Your task: Each record that follows must be printed exactly as given.

[Stored items]
Issue #6789, opened 2018-08-09
[Editor] highlights  selected line on reload


jasonLaster:
STR:

1. pause somewhere
2. refresh

ER: see the source
AR: see the source and see the old pause location highlighted

![](http://g.recordit.co/qYa0mYmi6m.gif)

darkwing:
This is happening because of `HighlightLine.js`'s `setHighlightLine` function; the conditionals in `setHighlightLine` and `shouldSetHighlightLine` aren't preventing this from happening on initial load.  A few notes:

## setHighlightLine

* `selectedLocation` does have a value: 
```js
column: 0
line: 4
sourceId: "server1.conn0.child1/source25"
url: "https://d2zah9y47r7bi2.cloudfront.net/releases/current/tracker.js"
<prototype>: {…}
```
* `selectedFrame` has a value:

```js
id: "server1.conn0.child1/frame164"
location: {…}

column: 21856
line: 1
sourceId: "server1.conn0.child1/source34"
```
* `selectedSource` is the source of the opened tab

Upon load, if there's no breakpoint, there shouldn't be a selectedFrame, should there?

kenjiO:
I think this is happening because [paused.js](https://github.com/devtools-html/debugger.html/blob/020dbd9af2bad4a5f683256c5d5606184ce4e256/src/actions/pause/paused.js#L75) calls [selectLocation](https://github.com/devtools-html/debugger.html/blob/020dbd9af2bad4a5f683256c5d5606184ce4e256/src/actions/sources/select.js#L95) which dispatches `SET_SELECT_LOCATION` with the paused location including the line number.  Then in the [reducer](https://github.com/devtools-html/debugger.html/blob/020dbd9af2bad4a5f683256c5d5606184ce4e256/src/reducers/sources.js#L88) it sets `prefs.pendingSelectedLocation` to the currently paused file and line number.  When the page is refreshed it retrieves `prefs.pendingSelectedLocation` and gets the file with line number which it highlights.

Is there a need to save the line number in `prefs.pendingSelectedLocation`?   A simple fix would be to not save the line and column numbers in `prefs.pendingSelectedLocation`.

PR #6916, opened 2018-08-31
[editor] add check in HighlightLine to fix unwanted highlighting

kenjiO:
Fixes Issue: #6789

I think the issue is happening because [paused.js](https://github.com/devtools-html/debugger.html/blob/020dbd9af2bad4a5f683256c5d5606184ce4e256/src/actions/pause/paused.js#L75) calls [selectLocation](https://github.com/devtools-html/debugger.html/blob/020dbd9af2bad4a5f683256c5d5606184ce4e256/src/actions/sources/select.js#L95) which dispatches `SET_SELECT_LOCATION` with the paused location including the line number.  Then in the [reducer](https://github.com/devtools-html/debugger.html/blob/020dbd9af2bad4a5f683256c5d5606184ce4e256/src/reducers/sources.js#L88) it sets `prefs.pendingSelectedLocation` to the currently paused file and line number.  When the page is refreshed it retrieves `prefs.pendingSelectedLocation` and gets the file with line number which it highlights.

Is there a need to save the line number in `prefs.pendingSelectedLocation`?   If so this simple change fixes it.  If you want to keep the line and column numbers in the prefs than maybe I could add a flag somewhere where it could indicate to ignore them during a paused action.

EDIT: I abandoned the strategy of not saving the line number per Jason's comments.  Now the strategy I'm trying is to save the `prefs.pendingSelectedLocation` with a flag indicating not to highlight the line.


jasonLaster:
So, it'd be nice to be able to scroll to the correct location, but not highlight it. I think we should try and improve the Highlight Line component

kenjiO:
@jasonLaster Are there any circumstances where you want to scroll to the correct location and highlight it?   If so do you think we should add some kind of test in the HighlightLine component to determine whether or not to highlight or not?

src/components/Editor/HighlightLine.js
```diff
@@ -46,60 +46,32 @@ function isDocumentReady(selectedSource, selectedLocation) {
 }
 
 export class HighlightLine extends Component<Props> {
-  isStepping: boolean = false;
```
kenjiO: I found a way to use `props.pauseCommand` in one location rather than having to set and track this value.

src/components/Editor/HighlightLine.js
```diff
@@ -46,60 +46,32 @@ function isDocumentReady(selectedSource, selectedLocation) {
...
+    return isDocumentReady(selectedSource, selectedLocation);
   }
 
   componentDidUpdate(prevProps: Props) {
-    const {
-      pauseCommand,
-      selectedLocation,
-      selectedFrame,
-      selectedSource
-    } = this.props;
```
kenjiO: I moved these to `setHighlightLine` since all this did was pass them on to that function anyway.

kenjiO:
I refactored the HighlightLine component because it was hard to for me to follow what it was doing. Hopefully this makes it clearer.  Let me know if you want to keep it and if you want me to do a separate PR for the refactor.

jasonLaster:
Wow. this is really interesting!

kenjiO:
Here is a way I found that fixes the problem.  I don't like having to add a `noHighlightLine` flag to the `pendingSelectedLocation` and `selectedLocation` objects but so far that is the only way I have come up with where it still saves the line to scroll to.

darkwing:
This looks good and appears to function as desired.  @jasonLaster Can you take a quick peek?  I know you're better versed with the use cases than I.  Also, can we think of a relevant test @kenjiO ?

darkwing:
@jasonLaster This looks good but I'd love a few more eyes.  I'll merge otherwise.

jasonLaster:
Will look today

kenjiO:
I've been working on a mochi test for this. I'll post a commit with it tomorrow.

jasonLaster:
Great, a mochitest will really help us here.

Why can't we do something like this? It feels like `previousEditorLine` should be sufficient. 

```diff
diff --git a/src/components/Editor/HighlightLine.js b/src/components/Editor/HighlightLine.js
index ff463bab..a899556f 100644
--- a/src/components/Editor/HighlightLine.js
+++ b/src/components/Editor/HighlightLine.js
@@ -95,11 +95,18 @@ export class HighlightLine extends Component<Props> {
     selectedSource: Source
   ) {
     const { sourceId, line } = selectedLocation;
+    const editorLine = toEditorLine(sourceId, line);
+
     if (!this.shouldSetHighlightLine(selectedLocation, selectedSource)) {
       return;
     }
+
+    if (!this.previousEditorLine) {
+      this.previousEditorLine = editorLine;
+      return;
+    }
+
     this.isStepping = false;
-    const editorLine = toEditorLine(sourceId, line);
     this.previousEditorLine = editorLine;

     if (!line || isDebugLine(selectedFrame, selectedLocation)) {
```

kenjiO:
@jasonLaster,  I like the way you came up with a lot better than adding a flag to the prefs.  This was the first time I wrote a mochi test.  Can you look over it to make sure it I did it right?  Thanks!

jasonLaster:
it looks good. You're a natural.

Does it fail without your fix?

kenjiO:
Yes, when I commented out the fix the mochi test fails.

jasonLaster:
Works great!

Your solution:
Issue #6789, opened 2018-08-09
[Editor] highlights  selected line on reload


jasonLaster:
STR:

1. pause somewhere
2. refresh

ER: see the source
AR: see the source and see the old pause location highlighted

![](http://g.recordit.co/qYa0mYmi6m.gif)

darkwing:
This is happening because of `HighlightLine.js`'s `setHighlightLine` function; the conditionals in `setHighlightLine` and `shouldSetHighlightLine` aren't preventing this from happening on initial load.  A few notes:

## setHighlightLine

* `selectedLocation` does have a value: 
```js
column: 0
line: 4
sourceId: "server1.conn0.child1/source25"
url: "https://d2zah9y47r7bi2.cloudfront.net/releases/current/tracker.js"
<prototype>: {…}
```
* `selectedFrame` has a value:

```js
id: "server1.conn0.child1/frame164"
location: {…}

column: 21856
line: 1
sourceId: "server1.conn0.child1/source34"
```
* `selectedSource` is the source of the opened tab

Upon load, if there's no breakpoint, there shouldn't be a selectedFrame, should there?

kenjiO:
I think this is happening because [paused.js](https://github.com/devtools-html/debugger.html/blob/020dbd9af2bad4a5f683256c5d5606184ce4e256/src/actions/pause/paused.js#L75) calls [selectLocation](https://github.com/devtools-html/debugger.html/blob/020dbd9af2bad4a5f683256c5d5606184ce4e256/src/actions/sources/select.js#L95) which dispatches `SET_SELECT_LOCATION` with the paused location including the line number.  Then in the [reducer](https://github.com/devtools-html/debugger.html/blob/020dbd9af2bad4a5f683256c5d5606184ce4e256/src/reducers/sources.js#L88) it sets `prefs.pendingSelectedLocation` to the currently paused file and line number.  When the page is refreshed it retrieves `prefs.pendingSelectedLocation` and gets the file with line number which it highlights.

Is there a need to save the line number in `prefs.pendingSelectedLocation`?   A simple fix would be to not save the line and column numbers in `prefs.pendingSelectedLocation`.

PR #6916, opened 2018-08-31
[editor] add check in HighlightLine to fix unwanted highlighting

kenjiO:
Fixes Issue: #6789

I think the issue is happening because [paused.js](https://github.com/devtools-html/debugger.html/blob/020dbd9af2bad4a5f683256c5d5606184ce4e256/src/actions/pause/paused.js#L75) calls [selectLocation](https://github.com/devtools-html/debugger.html/blob/020dbd9af2bad4a5f683256c5d5606184ce4e256/src/actions/sources/select.js#L95) which dispatches `SET_SELECT_LOCATION` with the paused location including the line number.  Then in the [reducer](https://github.com/devtools-html/debugger.html/blob/020dbd9af2bad4a5f683256c5d5606184ce4e256/src/reducers/sources.js#L88) it sets `prefs.pendingSelectedLocation` to the currently paused file and line number.  When the page is refreshed it retrieves `prefs.pendingSelectedLocation` and gets the file with line number which it highlights.

Is there a need to save the line number in `prefs.pendingSelectedLocation`?   If so this simple change fixes it.  If you want to keep the line and column numbers in the prefs than maybe I could add a flag somewhere where it could indicate to ignore them during a paused action.

EDIT: I abandoned the strategy of not saving the line number per Jason's comments.  Now the strategy I'm trying is to save the `prefs.pendingSelectedLocation` with a flag indicating not to highlight the line.


jasonLaster:
So, it'd be nice to be able to scroll to the correct location, but not highlight it. I think we should try and improve the Highlight Line component

kenjiO:
@jasonLaster Are there any circumstances where you want to scroll to the correct location and highlight it?   If so do you think we should add some kind of test in the HighlightLine component to determine whether or not to highlight or not?

src/components/Editor/HighlightLine.js
```diff
@@ -46,60 +46,32 @@ function isDocumentReady(selectedSource, selectedLocation) {
 }
 
 export class HighlightLine extends Component<Props> {
-  isStepping: boolean = false;
```
kenjiO: I found a way to use `props.pauseCommand` in one location rather than having to set and track this value.

src/components/Editor/HighlightLine.js
```diff
@@ -46,60 +46,32 @@ function isDocumentReady(selectedSource, selectedLocation) {
...
+    return isDocumentReady(selectedSource, selectedLocation);
   }
 
   componentDidUpdate(prevProps: Props) {
-    const {
-      pauseCommand,
-      selectedLocation,
-      selectedFrame,
-      selectedSource
-    } = this.props;
```
kenjiO: I moved these to `setHighlightLine` since all this did was pass them on to that function anyway.

kenjiO:
I refactored the HighlightLine component because it was hard to for me to follow what it was doing. Hopefully this makes it clearer.  Let me know if you want to keep it and if you want me to do a separate PR for the refactor.

jasonLaster:
Wow. this is really interesting!

kenjiO:
Here is a way I found that fixes the problem.  I don't like having to add a `noHighlightLine` flag to the `pendingSelectedLocation` and `selectedLocation` objects but so far that is the only way I have come up with where it still saves the line to scroll to.

darkwing:
This looks good and appears to function as desired.  @jasonLaster Can you take a quick peek?  I know you're better versed with the use cases than I.  Also, can we think of a relevant test @kenjiO ?

darkwing:
@jasonLaster This looks good but I'd love a few more eyes.  I'll merge otherwise.

jasonLaster:
Will look today

kenjiO:
I've been working on a mochi test for this. I'll post a commit with it tomorrow.

jasonLaster:
Great, a mochitest will really help us here.

Why can't we do something like this? It feels like `previousEditorLine` should be sufficient. 

```diff
diff --git a/src/components/Editor/HighlightLine.js b/src/components/Editor/HighlightLine.js
index ff463bab..a899556f 100644
--- a/src/components/Editor/HighlightLine.js
+++ b/src/components/Editor/HighlightLine.js
@@ -95,11 +95,18 @@ export class HighlightLine extends Component<Props> {
     selectedSource: Source
   ) {
     const { sourceId, line } = selectedLocation;
+    const editorLine = toEditorLine(sourceId, line);
+
     if (!this.shouldSetHighlightLine(selectedLocation, selectedSource)) {
       return;
     }
+
+    if (!this.previousEditorLine) {
+      this.previousEditorLine = editorLine;
+      return;
+    }
+
     this.isStepping = false;
-    const editorLine = toEditorLine(sourceId, line);
     this.previousEditorLine = editorLine;

     if (!line || isDebugLine(selectedFrame, selectedLocation)) {
```

kenjiO:
@jasonLaster,  I like the way you came up with a lot better than adding a flag to the prefs.  This was the first time I wrote a mochi test.  Can you look over it to make sure it I did it right?  Thanks!

jasonLaster:
it looks good. You're a natural.

Does it fail without your fix?

kenjiO:
Yes, when I commented out the fix the mochi test fails.

jasonLaster:
Works great!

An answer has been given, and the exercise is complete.